**DATA LISTING**.
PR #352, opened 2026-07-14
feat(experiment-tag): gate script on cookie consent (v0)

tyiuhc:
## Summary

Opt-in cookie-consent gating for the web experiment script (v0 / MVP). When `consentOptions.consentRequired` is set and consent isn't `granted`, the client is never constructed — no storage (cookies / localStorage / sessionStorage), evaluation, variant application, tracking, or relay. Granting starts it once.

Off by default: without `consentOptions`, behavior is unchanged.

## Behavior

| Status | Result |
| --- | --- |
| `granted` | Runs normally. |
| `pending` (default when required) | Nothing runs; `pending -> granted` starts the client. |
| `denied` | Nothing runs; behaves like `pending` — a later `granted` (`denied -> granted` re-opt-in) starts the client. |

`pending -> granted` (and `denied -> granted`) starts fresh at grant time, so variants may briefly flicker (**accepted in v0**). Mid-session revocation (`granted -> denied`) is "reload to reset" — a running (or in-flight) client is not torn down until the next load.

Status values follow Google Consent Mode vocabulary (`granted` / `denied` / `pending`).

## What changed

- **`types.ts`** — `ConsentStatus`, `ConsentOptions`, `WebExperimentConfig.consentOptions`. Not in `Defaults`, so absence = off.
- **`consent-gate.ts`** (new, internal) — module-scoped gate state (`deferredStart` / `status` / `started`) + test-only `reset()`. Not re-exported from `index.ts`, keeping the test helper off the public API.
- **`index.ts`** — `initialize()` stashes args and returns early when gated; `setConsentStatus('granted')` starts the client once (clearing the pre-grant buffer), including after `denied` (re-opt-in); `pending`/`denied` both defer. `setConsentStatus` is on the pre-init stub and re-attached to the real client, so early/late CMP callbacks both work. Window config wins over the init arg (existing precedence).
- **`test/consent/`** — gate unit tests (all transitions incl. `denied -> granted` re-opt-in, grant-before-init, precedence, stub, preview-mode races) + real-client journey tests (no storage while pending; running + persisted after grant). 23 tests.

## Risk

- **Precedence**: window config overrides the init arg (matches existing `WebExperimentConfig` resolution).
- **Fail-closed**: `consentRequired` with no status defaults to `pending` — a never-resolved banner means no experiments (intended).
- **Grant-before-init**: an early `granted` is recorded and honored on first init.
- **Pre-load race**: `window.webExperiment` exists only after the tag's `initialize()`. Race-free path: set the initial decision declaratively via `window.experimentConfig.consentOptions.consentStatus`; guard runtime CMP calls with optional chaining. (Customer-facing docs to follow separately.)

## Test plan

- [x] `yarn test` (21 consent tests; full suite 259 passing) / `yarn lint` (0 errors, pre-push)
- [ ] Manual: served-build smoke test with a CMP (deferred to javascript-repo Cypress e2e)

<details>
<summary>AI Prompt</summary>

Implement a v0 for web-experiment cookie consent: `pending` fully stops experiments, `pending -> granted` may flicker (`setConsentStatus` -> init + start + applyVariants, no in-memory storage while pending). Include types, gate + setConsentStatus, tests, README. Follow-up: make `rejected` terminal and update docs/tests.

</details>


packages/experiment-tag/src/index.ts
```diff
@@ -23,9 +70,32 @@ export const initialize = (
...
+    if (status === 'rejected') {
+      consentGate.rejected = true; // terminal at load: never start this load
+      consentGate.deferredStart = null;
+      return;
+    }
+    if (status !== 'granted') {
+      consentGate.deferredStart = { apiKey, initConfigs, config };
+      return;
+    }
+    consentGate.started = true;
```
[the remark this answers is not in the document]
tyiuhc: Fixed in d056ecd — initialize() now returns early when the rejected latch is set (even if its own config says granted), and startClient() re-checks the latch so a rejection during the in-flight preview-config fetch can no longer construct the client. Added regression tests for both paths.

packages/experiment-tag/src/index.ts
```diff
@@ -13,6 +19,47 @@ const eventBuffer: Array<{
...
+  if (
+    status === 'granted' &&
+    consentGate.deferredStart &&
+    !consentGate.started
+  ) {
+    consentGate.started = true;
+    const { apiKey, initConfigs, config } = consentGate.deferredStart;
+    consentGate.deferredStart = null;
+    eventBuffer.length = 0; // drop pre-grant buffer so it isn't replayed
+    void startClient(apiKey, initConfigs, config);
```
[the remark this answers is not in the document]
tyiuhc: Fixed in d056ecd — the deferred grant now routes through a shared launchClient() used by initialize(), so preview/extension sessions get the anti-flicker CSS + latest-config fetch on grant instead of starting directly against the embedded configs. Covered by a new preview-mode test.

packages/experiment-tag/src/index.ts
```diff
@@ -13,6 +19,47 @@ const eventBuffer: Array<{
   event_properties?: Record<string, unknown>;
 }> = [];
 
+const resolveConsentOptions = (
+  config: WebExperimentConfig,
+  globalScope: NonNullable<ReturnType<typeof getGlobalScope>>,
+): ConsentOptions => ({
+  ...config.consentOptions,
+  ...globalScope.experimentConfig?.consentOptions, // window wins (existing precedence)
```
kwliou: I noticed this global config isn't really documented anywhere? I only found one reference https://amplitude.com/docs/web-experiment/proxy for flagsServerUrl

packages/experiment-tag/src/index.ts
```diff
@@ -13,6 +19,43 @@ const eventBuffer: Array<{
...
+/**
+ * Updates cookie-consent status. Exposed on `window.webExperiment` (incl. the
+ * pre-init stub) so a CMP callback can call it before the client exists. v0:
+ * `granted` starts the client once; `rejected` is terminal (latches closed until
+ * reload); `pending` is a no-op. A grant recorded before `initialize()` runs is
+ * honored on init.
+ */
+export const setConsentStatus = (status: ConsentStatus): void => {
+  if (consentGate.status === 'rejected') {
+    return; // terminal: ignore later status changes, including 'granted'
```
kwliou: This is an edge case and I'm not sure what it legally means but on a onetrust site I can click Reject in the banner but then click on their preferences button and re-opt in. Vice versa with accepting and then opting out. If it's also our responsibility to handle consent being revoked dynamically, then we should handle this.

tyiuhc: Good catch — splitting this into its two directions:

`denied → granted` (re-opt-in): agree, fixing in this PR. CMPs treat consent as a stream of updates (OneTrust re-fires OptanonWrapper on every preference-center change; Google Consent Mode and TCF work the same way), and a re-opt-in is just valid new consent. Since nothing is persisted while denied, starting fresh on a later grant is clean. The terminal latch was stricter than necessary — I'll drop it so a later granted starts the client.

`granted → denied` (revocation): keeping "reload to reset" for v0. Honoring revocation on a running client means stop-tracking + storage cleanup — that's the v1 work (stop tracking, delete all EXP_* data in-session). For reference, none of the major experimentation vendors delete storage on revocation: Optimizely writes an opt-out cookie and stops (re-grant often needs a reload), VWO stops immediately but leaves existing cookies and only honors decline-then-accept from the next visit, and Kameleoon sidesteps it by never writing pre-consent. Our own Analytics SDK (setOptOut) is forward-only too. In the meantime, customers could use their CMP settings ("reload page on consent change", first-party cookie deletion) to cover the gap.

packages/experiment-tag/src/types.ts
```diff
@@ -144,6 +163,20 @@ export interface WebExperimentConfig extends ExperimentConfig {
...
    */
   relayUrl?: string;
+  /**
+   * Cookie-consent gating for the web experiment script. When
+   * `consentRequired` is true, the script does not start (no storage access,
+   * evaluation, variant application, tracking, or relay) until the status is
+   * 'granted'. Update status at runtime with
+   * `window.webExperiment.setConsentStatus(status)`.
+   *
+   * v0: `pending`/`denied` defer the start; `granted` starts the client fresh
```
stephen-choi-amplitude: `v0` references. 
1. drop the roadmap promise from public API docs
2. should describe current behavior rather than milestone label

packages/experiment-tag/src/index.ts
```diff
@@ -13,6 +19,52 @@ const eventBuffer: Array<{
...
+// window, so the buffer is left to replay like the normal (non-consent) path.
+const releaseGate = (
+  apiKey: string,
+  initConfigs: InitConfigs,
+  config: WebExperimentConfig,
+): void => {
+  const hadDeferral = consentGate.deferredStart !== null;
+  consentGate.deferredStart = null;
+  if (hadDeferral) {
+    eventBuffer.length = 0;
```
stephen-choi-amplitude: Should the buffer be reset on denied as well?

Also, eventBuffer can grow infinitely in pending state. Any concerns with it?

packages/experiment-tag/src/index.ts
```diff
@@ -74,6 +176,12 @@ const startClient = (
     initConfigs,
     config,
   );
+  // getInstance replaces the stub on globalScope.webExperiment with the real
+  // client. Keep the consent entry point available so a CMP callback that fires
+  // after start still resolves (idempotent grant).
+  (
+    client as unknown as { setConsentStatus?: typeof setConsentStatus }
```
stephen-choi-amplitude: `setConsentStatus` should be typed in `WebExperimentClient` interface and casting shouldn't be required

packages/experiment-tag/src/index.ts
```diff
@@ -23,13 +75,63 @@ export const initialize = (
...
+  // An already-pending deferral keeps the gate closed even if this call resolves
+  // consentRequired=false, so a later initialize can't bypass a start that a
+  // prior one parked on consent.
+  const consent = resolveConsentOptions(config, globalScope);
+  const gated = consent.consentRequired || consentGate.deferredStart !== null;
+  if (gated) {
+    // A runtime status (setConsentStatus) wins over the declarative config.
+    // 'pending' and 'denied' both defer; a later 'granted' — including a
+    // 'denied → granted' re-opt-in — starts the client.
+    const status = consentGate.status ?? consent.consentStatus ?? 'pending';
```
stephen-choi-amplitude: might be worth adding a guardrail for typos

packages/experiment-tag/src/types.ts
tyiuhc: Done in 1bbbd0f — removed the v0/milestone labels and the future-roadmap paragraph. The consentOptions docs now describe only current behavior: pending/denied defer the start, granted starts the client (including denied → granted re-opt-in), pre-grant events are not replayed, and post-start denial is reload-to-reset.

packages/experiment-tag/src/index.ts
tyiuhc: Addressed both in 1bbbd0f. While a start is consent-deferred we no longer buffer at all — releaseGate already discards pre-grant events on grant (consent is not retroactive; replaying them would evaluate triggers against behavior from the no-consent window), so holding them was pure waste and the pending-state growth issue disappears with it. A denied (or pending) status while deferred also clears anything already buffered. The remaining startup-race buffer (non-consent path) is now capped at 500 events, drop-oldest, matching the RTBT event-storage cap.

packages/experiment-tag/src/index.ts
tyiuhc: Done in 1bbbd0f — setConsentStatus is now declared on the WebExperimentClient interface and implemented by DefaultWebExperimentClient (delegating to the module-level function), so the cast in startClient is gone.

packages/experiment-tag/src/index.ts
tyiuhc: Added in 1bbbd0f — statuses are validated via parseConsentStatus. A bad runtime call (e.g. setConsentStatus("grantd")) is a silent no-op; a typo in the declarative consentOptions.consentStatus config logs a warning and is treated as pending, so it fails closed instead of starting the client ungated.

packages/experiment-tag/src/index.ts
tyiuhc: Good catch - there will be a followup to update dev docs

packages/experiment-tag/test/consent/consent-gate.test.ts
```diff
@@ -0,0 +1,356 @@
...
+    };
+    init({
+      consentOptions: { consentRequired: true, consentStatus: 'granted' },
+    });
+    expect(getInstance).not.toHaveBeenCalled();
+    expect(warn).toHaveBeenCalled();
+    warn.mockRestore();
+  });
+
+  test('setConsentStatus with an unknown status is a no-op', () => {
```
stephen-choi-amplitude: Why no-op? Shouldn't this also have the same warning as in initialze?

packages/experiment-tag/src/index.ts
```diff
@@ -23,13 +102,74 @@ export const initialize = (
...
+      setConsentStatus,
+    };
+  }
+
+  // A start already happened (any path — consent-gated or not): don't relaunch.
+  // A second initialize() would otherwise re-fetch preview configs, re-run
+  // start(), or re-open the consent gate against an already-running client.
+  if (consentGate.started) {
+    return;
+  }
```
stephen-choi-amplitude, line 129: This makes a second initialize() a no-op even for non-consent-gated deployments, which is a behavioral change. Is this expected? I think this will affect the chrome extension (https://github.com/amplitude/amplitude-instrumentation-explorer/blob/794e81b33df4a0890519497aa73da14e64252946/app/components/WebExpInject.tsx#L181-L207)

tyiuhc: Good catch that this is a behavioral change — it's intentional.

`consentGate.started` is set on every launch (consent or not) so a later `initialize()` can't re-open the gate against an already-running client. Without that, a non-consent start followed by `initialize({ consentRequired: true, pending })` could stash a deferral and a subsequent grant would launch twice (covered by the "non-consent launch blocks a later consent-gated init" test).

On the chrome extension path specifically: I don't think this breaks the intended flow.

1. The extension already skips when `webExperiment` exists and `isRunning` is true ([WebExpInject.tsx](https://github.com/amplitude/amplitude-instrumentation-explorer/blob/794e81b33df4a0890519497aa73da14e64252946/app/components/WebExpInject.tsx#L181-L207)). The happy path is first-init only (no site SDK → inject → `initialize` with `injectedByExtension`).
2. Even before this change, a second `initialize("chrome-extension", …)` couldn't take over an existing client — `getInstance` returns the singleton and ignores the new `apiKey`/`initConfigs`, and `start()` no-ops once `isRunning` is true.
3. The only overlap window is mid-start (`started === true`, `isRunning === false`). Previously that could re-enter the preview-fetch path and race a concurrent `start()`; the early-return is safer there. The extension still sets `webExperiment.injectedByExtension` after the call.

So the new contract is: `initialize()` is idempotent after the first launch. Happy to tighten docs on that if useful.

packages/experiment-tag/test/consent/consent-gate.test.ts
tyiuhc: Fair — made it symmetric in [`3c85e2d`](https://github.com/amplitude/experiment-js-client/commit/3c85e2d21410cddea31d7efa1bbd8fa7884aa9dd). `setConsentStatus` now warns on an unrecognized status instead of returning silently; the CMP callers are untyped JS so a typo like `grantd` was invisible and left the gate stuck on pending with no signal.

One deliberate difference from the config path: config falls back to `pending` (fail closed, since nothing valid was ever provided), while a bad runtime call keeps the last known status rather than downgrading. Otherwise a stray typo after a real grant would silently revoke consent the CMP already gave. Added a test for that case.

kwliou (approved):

**TASK GOAL**. A single number is the whole answer: report how many lines in the data above include the word "apiKey".

**EXPECTED OUTPUT**. 5